De acordo com os relatos, após aceitarem a corrida, alguns motoristas entram em contato pelo chat do aplicativo solicitando um valor adicional, a ser pago via Pix, em dinheiro ou como gorjeta dentro do próprio app. Caso o passageiro não aceite ou tente negociar, a viagem costuma ser cancelada.
“Eles aceitam a corrida e logo perguntam se podemos pagar um valor a mais. Se não concordarmos, cancelam. A gente acaba aceitando para não ficar sem transporte”, afirmou um morador da região, que preferiu não se identificar, em entrevista ao Jornalismo da Jangadeiro.
Uma turista que esteve no Cariri neste fim de semana também relatou a situação.

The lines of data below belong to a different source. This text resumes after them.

PR #1470, opened 2020-04-24
Collect more sigs if possible

SebastianMarian:
* Implemented a mechanism through which the proposer will wait for more than 2/3+1 signatures in subround signature until max subround allocated time would be reached
* Fixed an edge case when final check point was not re-computed on rollback after forkDetector.RemoveHeader method was called
* Fixed an edge case on sync, when received requested missing miniblocks were not added in the same order in block.Body structure which should be passed to blockProcessor.ProcessBlock method


consensus/spos/bls/subroundSignature.go
```diff
@@ -239,3 +239,31 @@ func (sr *subroundSignature) signaturesCollected(threshold int) (bool, int) {
 
 	return n >= threshold, n
 }
+
+func (sr *subroundSignature) waitAllSignatures() {
```
sasurobert, line 243: it would be easier for this func to get a context with cancel - and that context can be with timeout. Calculated only once with the remainingTime func.

consensus/spos/bls/subroundSignature_test.go
```diff
@@ -311,19 +311,6 @@ func TestSubroundSignature_ReceivedSignature(t *testing.T) {
 	assert.False(t, r)
 
 	sr.SetSelfPubKey(sr.ConsensusGroup()[0])
```
sasurobert, line 313: add unit test when receiving enough, exactly 2/3+1, more signatures.

consensus/spos/bls/subroundSignature.go
```diff
@@ -239,3 +239,31 @@ func (sr *subroundSignature) signaturesCollected(threshold int) (bool, int) {
...
+	for {
```
iulianpascalau, line 244: I think this for is useless
Following Robert's suggestion the code might look like this:
```GO
func (sr *subroundSignature) waitAllSignatures(ctx context.Context) {
   remainingTime := sr.remainingTime()
   select{
       case <- ctx.Done:
            return
       case <-time.After(remainginTime): 
   }
   
   if sr.IsSubroundFinished(sr.Current()) {
        return 
   }

   select {
      case sr.ConsensusChannel() <- true:
      default:
   }

}
```

consensus/spos/bls/subroundSignature.go
SebastianMarian: Done

consensus/spos/bls/subroundSignature.go
SebastianMarian: Done

consensus/spos/bls/subroundSignature_test.go
SebastianMarian: Done

consensus/spos/bls/subroundSignature.go
```diff
@@ -239,3 +251,26 @@ func (sr *subroundSignature) signaturesCollected(threshold int) (bool, int) {
...
+	remainingTime := sr.remainingTime()
+
+	select {
+	case <-ctx.Done():
+		return
+	case <-time.After(remainingTime):
+	}
+
+	select {
+	case sr.ConsensusChannel() <- true:
```
sasurobert, line 265: it is not so good combining a channel and a context. Why is this needed ? the func could exit before ctx.Done or time.After because of consensusChannel() <- true

SebastianMarian: Actually this is the channel which I need to trigger after remaining time expires and if until then leader would not received all signatures and finished subround signature meantime. This trigger will end the sub-round signature with the collected signatures no matter if they are all of them or not. So I think that I didn't need here a context approach but a little refactor to the initial implementation. I propose the below one:

SebastianMarian: func (sr *subroundSignature) waitAllSignatures() {
	remainingTime := sr.remainingTime()
	time.Sleep(remainingTime)

	if sr.IsSubroundFinished(sr.Current()) {
		return
	}

	select {
	case sr.ConsensusChannel() <- true:
	default:
	}
}

process/sync/baseSync.go
```diff
@@ -870,24 +870,51 @@ func (boot *baseBootstrap) requestMiniBlocksByHashes(hashes [][]byte) {
...
 func (boot *baseBootstrap) getMiniBlocksRequestingIfMissing(hashes [][]byte) (block.MiniBlockSlice, error) {
-	miniBlocks, missingMiniBlocksHashes := boot.miniBlocksProvider.GetMiniBlocksFromPool(hashes)
-	if len(missingMiniBlocksHashes) > 0 {
-		_ = core.EmptyChannel(boot.chRcvMiniBlocks)
-		boot.requestMiniBlocksByHashes(missingMiniBlocksHashes)
-		err := boot.waitForMiniBlocks()
-		if err != nil {
-			return nil, err
-		}
+	miniBlocks, miniBlocksHashes, missingMiniBlocksHashes := boot.miniBlocksProvider.GetMiniBlocksFromPool(hashes)
```
iulianpascalau, line 873: Could have made another PR for this changes.

process/sync/export_test.go
```diff
@@ -11,7 +11,7 @@ func (boot *ShardBootstrap) RequestHeaderWithNonce(nonce uint64) {
 	boot.requestHeaderWithNonce(nonce)
 }
 
-func (boot *ShardBootstrap) GetMiniBlocks(hashes [][]byte) (block.MiniBlockSlice, [][]byte) {
+func (boot *ShardBootstrap) GetMiniBlocks(hashes [][]byte) (block.MiniBlockSlice, [][]byte, [][]byte) {
```
iulianpascalau, line 14: Same here, I would avoid returning the same parameter type in consecutive variables

consensus/spos/bls/subroundSignature.go
iulianpascalau: Just for the record: context and channels are go idiomatic. Since this function is launched on a go routine, it will end up having a context.

process/interface.go
```diff
@@ -725,8 +725,8 @@ type ValidityAttester interface {
 
 // MiniBlockProvider defines what a miniblock data provider should do
 type MiniBlockProvider interface {
-	GetMiniBlocks(hashes [][]byte) (block.MiniBlockSlice, [][]byte)
-	GetMiniBlocksFromPool(hashes [][]byte) (block.MiniBlockSlice, [][]byte)
+	GetMiniBlocks(hashes [][]byte) (block.MiniBlockSlice, [][]byte, [][]byte)
```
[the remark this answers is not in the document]
SebastianMarian: Refactored

dataRetriever/provider/miniBlocks.go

Em uma corrida de cerca de 2 km, cujo valor era de R$ 8 pelo aplicativo, o motorista pediu uma gorjeta de R$ 20. Ao tentar negociar e oferecer R$ 15, a viagem foi cancelada. No dia seguinte, em um percurso de aproximadamente 8 km, outro condutor solicitou R$ 20 adicionais, quantia que ela acabou aceitando para conseguir se deslocar.
Segundo os entrevistados, muitos usuários deixam de denunciar a prática às plataformas por receio de represálias ou de serem identificados pelos motoristas. Os condutores, por sua vez, justificam a cobrança extra alegando que o valor repassado pelos aplicativos não seria suficiente, afirmando que as empresas chegam a reter até 45% do preço da corrida.
Em nota, a Uber informou que a cobrança de qualquer valor fora do que é calculado e exibido no aplicativo configura violação dos Termos e Condições da plataforma. A empresa orienta que os usuários denunciem casos de cobrança adicional diretamente pelo app. “A Uber conta com equipes e tecnologias que analisam viagens suspeitas para identificar violações e, se confirmadas, adotar as medidas cabíveis”, afirmou a empresa.